PR #56, opened 2019-07-18
Preserve title and language

PiotrKozlowski:
https://github.com/openstax-poland/adaptarr-front/pull/108

### DIFF
--- a/src/cnxml/index.js
+++ b/src/cnxml/index.js
@@ -24,6 +24,11 @@ export function parseXml(xml) {
 
 
 export function writeXml({document, glossary}, options={}) {
+    const {
+        title = '',
+        language = 'en',
+    } = options
+
     let glossaryContent = null
 
     if (glossary) {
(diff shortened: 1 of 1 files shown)


src/cnxml/index.js
```diff
@@ -74,6 +79,7 @@ export default class CNXML {
         }
 
         return {
+            language: xml.getAttribute('xml:lang'),
```
aiwenar: `xml.getAttributeNS('http://www.w3.org/XML/1998/namespace', 'lang')`

src/cnxml/index.js
```diff
@@ -24,6 +24,11 @@ export function parseXml(xml) {
 
 
 export function writeXml({document, glossary}, options={}) {
+    const {
+        title = 'No title provided',
+        language = 'en',
```
aiwenar: If title wasn't provided the default should be empty.

PR #1204, opened 2023-07-31
[PAGOPA-1138] fix: resolved bug on auth store state's TTL

andrea-deri:
This PR contains the fix for a bug related to the platform Authorizer service. This bug is related to the TTL value associated to the store status' variable generated for domains. When an authorization was upserted in the CosmosDB, the function was triggered and the related authorization was updated. But on this event, also the status variable was updated and its life-cycle was extended. When its life-cycle is extended, the other authorization will expires before the store expiration. This means that for a certain amount of time the authorizations cannot be cached again and the user will obtain a wrong 403 code.
More details are present [in this Jira tasks](https://pagopa.atlassian.net/browse/PAGOPA-938).

### List of changes
 - Added conditional update for the store status variable

### Motivation and context
This PR permits to resolve the bug previously explained.

### Type of changes
- [ ] Add new resources

- [x] No

- [ ] Yes
- [x] No

### Other information

---

### DIFF
--- a/src/domains/shared-app/.terraform.lock.hcl
+++ b/src/domains/shared-app/.terraform.lock.hcl
@@ -5,7 +5,6 @@ provider "registry.terraform.io/azure/azapi" {
   version     = "1.3.0"
   constraints = "1.3.0"
   hashes = [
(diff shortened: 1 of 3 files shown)


jacopocarlini (dismissed):
LGTM

pasqualespica (dismissed):

PR #1208, opened 2023-08-01
chore: Delete GPD-Core App Service [PAGOPA-1132]

AngeloCaporaso:
### List of changes

The following resources and modules were removed:
- `gpd_rgroup` (only terraform code)
- `gpd_service_plan` (destroyed)
- `gpd_snet` (A/A)
- `gpd_app_service` (A/A)
- `gpd_app_service_slot_staging` (A/A)
- `gpd_app_service_autoscale` (A/A)
- all variables related to the above resources

> Moreover, the resource `gpd_rgroup` was removed from the state but not destroyed as it was used and managed (created) in gps-common domain

`sh terraform.sh state weu-dev rm azurerm_resource_group.gpd_rgroup`

### Motivation and context

The GPD-Core App Service has been migrated to the AKS environment and is therefore no longer used.

### Type of changes

- [ ] Add new resources

- [x] No

- [ ] Yes
- [x] No

### Other information

---


pasqualespica (approved):
nice 👍

PR #1271, opened 2023-09-04
feat(jwt) added check jwt for api to retrieve card data

Fernando-Granato:
### List of changes
👉🏻 Added new resource `get_card_data_information` for execute jwt check for the api:
- GET /payment-methods/{id}/sessions/{sessionId}

👉🏻 Added new header into request **x-transaction-id-from-client** validate jwt

### Type of changes

- [x] Add new resources

- [ ] No

- [ ] Yes
- [ ] No

### Other information

---


ciuffagianluca (approved):
well done!

infantesimone (approved):

PR #1297, opened 2023-09-13
feat(nodo-app): Add response time alert for each operation [PAGOPA-1207] 

AngeloCaporaso:
### List of changes

- Add the option to customize the response time for each alert that refers to an operation;
- Update the trigger logic, which means that alerts are triggered when the following events occur: 2 thresholds exceeded in a 10-minute time window, calculated over a 5-minute interval.

### Motivation and context

For some operations having a response time greater than the one defined by default can be considered a normal behavior.

### Type of changes

- [ ] Add new resources

- [x] No

- [ ] Yes
- [ ] No

### Other information

---


pasqualespica (dismissed):
LGTM great 👍

PR #1308, opened 2023-09-15
feat: Update nodo alerts [PAGOPA-1207] 

AngeloCaporaso:
### List of changes

- According to current behavior, custom `response-time` was updated for the following operation: `nodoInviaFlussoRendicontazione`, `nodoChiediNumeroAvviso`

- Availability query was updated

### Motivation and context

Improve nodo alerts according to current behavior. Goal:  reduce false positives.

### Type of changes

- [ ] Add new resources

- [x] No

- [ ] Yes
- [ ] No

### Other information

---

### DIFF
--- a/src/domains/nodo-app/00_alert.tf
+++ b/src/domains/nodo-app/00_alert.tf
@@ -417,7 +417,6 @@ AzureDiagnostics
     Success=count(responseCode_d < 500)
     by bin(TimeGenerated, 5m)
 | extend availability=toreal(Success) / Total
-| where Total > 100
 | where availability < threshold
   QUERY
   )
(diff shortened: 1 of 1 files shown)


src/domains/nodo-app/00_alert.tf
```diff
@@ -412,6 +417,7 @@ AzureDiagnostics
     Success=count(responseCode_d < 500)
     by bin(TimeGenerated, 5m)
 | extend availability=toreal(Success) / Total
+| where Total > 100
```
pasqualespica: add let constant

pasqualespica (approved):

PR #1335, opened 2023-09-27
feat: Add nodo alerts on fault code [PAGOPA-1207]

AngeloCaporaso:
### List of changes

Two alerts on fault code was added:
- In the first one responses that return OK and those with one of these error codes ["PPT_PAGAMENTO_IN_CORSO","PPT_PAGAMENTO_DUPLICATO", "PPT_STAZIONE_INT_PA_TIMEOUT","PPT_ATTIVAZIONE_IN_CORSO", "PPT_ERRORE_EMESSO_DA_PAA"] are considered positive. The others are considered failure. The alert is triggered based on availability threshold.
- The second monitors PPT_ERRORE_EMESSO_DA_PAA error type only and is based on 2 thresholds: the availability theshold and the number of PSP impacted.

### Type of changes

- [x] Add new resources

- [x] No

- [ ] Yes
- [ ] No

### Other information

---

### DIFF
--- a/src/domains/nodo-app/00_alert_faultcode.tf
+++ b/src/domains/nodo-app/00_alert_faultcode.tf
@@ -4,6 +4,8 @@
 ## NB: In this case the fault code PPT_ERRORE_EMESSO_DA_PAA is considered as 'Success', because there is a dedicated alert for this type of error.
 ## Excluding this type of fault from OK group would complicate the definition of the general alert for fault codes like this.
 resource "azurerm_monitor_scheduled_query_rules_alert" "alert-fault-code-availability" {
+  count = var.env_short == "p" ? 1 : 0
+
   resource_group_name = "dashboards"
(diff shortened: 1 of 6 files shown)


src/domains/nodo-app/00_alert_faultcode.tf
```diff
@@ -0,0 +1,105 @@
...
+  frequency   = 5
+  time_window = 10
+  trigger {
+    operator  = "GreaterThanOrEqual"
+    threshold = 2
+  }
+}
+
+## If the number of fault codes of type PPT_ERRORE_EMESSO_DA_PAA increases, the alert is triggered. The alert takes into account how many PSPs are impacted.
+resource "azurerm_monitor_scheduled_query_rules_alert" "alert-fault-pa-error-availability" {
```
pasqualespica: for now we apply only first one to avoid false positive

pasqualespica (approved):
👍

PR #1349, opened 2023-10-02
feat(api-v2): open-api transaction-service

pietro-tota:
### List of changes
Add version 2 for eCommerce transactions-service api for new transaction creation (POST transactions)

### Motivation and context
Introduce transactions-service transaction activation api version 2.
This new version is required in order to add NPG orderId mandatory field used during transaction activation avoiding modifications to the v1 api version (as it's used by production Checkout version)

### Type of changes

- [x] Add new resources

- [x] No

- [ ] Yes
- [x] No

### Other information

---


Fernando-Granato (approved):
🚀

src/domains/ecommerce-app/api/ecommerce-transactions-service/v2/_base_policy.xml.tpl
```diff
@@ -0,0 +1,17 @@
+<policies>
+    <inbound>
+      <set-header name="X-Client-Id" exists-action="delete" />
+      <!--> Add here some logic for value X-Client-Id header properly such as based on api key etc <-->
+      <base />
+      <set-backend-service base-url="https://${hostname}/pagopa-ecommerce-transactions-service/v2" />
```
infantesimone, line 6: is v2 required?
if we add the `v2` in the openapi file I think we can avoid it here

pietro-tota: Yes we can use both approach, I will change openapi descriptors :)

pietro-tota: I tried modifying open api path (adding preceding v2) but this way v2 prefix will be duplicated, one from api version set in api module and one from openapi path so I would leave this as is. What do you think?

PR #1370, opened 2023-10-10
Chk 1963 setup wallet mongodb

ciuffagianluca:
Create wallet resources for collection storage

### List of changes

Add configuration for database cosmodb and standard alert (as done for ecommerce)

### Motivation and context

This PR has the goal of providing the cosmodb resources and alert for wallet-service

### Type of changes

- [x] Add new resources

- [ ] No

- [ ] Yes
- [ ] No

### Other information

---


src/domains/wallet-common/03_cosmosdb.tf
```diff
@@ -74,3 +74,124 @@ resource "azurerm_cosmosdb_mongo_database" "wallet" {
...
+      indexes = [{
+          keys   = ["_id"]
+          unique = true
+        },
+        {
+          keys   = ["walletId", "eventType", "timestamp"]
+          unique = true
+        },
+        {
+          keys   = ["walletId"]
```
pietro-tota, line 116: this index should be already covered by the above one, so maybe it's useless. What do you think?

ciuffagianluca: We updated the indexes composition and definition. Thank you

src/domains/wallet-common/03_cosmosdb.tf
```diff
@@ -74,3 +74,120 @@ resource "azurerm_cosmosdb_mongo_database" "wallet" {
...
+
+  name                = each.value.name
+  resource_group_name = azurerm_resource_group.cosmosdb_wallet_rg[0].name
+
+  cosmosdb_mongo_account_name  = module.cosmosdb_account_mongodb[0].name
+  cosmosdb_mongo_database_name = azurerm_cosmosdb_mongo_database.wallet[0].name
+
+  indexes     = each.value.indexes
+  shard_key   = each.value.shard_key
+  lock_enable = var.env_short == "d" ? false : true
```
infantesimone, line 139: since we are refining the models/db, it is better if we enable the lock only in PROD

infantesimone (changes requested):

src/domains/wallet-common/03_cosmosdb.tf
ciuffagianluca: You're right!

infantesimone (approved):

PR #1381, opened 2023-10-13
feat: CHK-1995 add walletId at the end of onboarding

infantesimone:
### List of changes

- add `walletId` in cookie at the beginning of onboarding (`/webview/transactions/cc/verify`);
- add `walletId` at the end of onboarding of credit card (`/logout?walletId=123`)

### Motivation and context

The goal of this PR is to introduce a cookie at the beginning of the onboarding process in order to read at the end and return it together with the outcome, so `/logout?outcome=0&walletId=123`;

### Type of changes

- [ ] Add new resources

- [ ] No

- [ ] Yes
- [ ] No

### Other information

---


src/core/api/payment_manager_api/restapi-cd/v3/_base_policy.xml.tpl
```diff
@@ -36,6 +42,38 @@
           </set-header>
         </when>
       </choose>
+      <!-- cookie for walletId for new wallet backward compatible -->
+      <choose>
+          <when condition="@( context.Request.Url.Path.EndsWith("/webview/transactions/cc/verify") )">
+              <set-variable name="walletId" value="@(((string)context.Variables["requestBody"]).Split('&')[0].Split('=')[1])" />
```
pietro-tota, line 48: If I understood correctly, the intention here is to extract the first query parameter value for input request body. As for now exceptions can be throws for null input request body and for empty returned Split array.
I would rather add some check and split this in middle operations.
Something like:
```suggestion
              <set-variable name="walletId" value="@{
                string requestBody = ((string)context.Variables["requestBody"]);
                string parameters = requestBody!=null && requestBody.Split('?').Length >= 1 ? requestBody.Split('?')[1] : "";
                string[] queryParams = parameters != null ? queryParams = parameters.Split('&'): null;
                string[] firstQueryParam = queryParams != null && queryParams.Length >=1 ? queryParams[0].Split('=') : null;
                return firstQueryParam!=null && firstQueryParam.Length ==2 ? firstQueryParam[1]: "";
                }" />
```
What do you think? Obviously this ternary if operations can be exploded ad classic if statement too

pietro-tota: I was also exploring some C# utility function for URI parsing but I'm not sure that those are available in policy execution runtime

src/core/api/payment_manager_api/restapi-cd/v3/_base_policy.xml.tpl
```diff
@@ -36,6 +42,38 @@
...
+              <set-header name="Set-Cookie" exists-action="append">
+                  <value>@($"walletId={(string)context.Variables.GetValueOrDefault<string>("walletId","")}; Path=/pp-restapi-CD")</value>
+              </set-header>
+          </when>
+      </choose>
+      <choose>
+        <when condition="@( context.Request.Body != null && context.Request.Url.Path.Contains("/logout") )">
```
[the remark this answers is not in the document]
infantesimone: right

pietro-tota (approved):
🚀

Action item:
Using the data above, count every line that contains the word "indexes", then give the count and nothing more.

Completed exercise:
3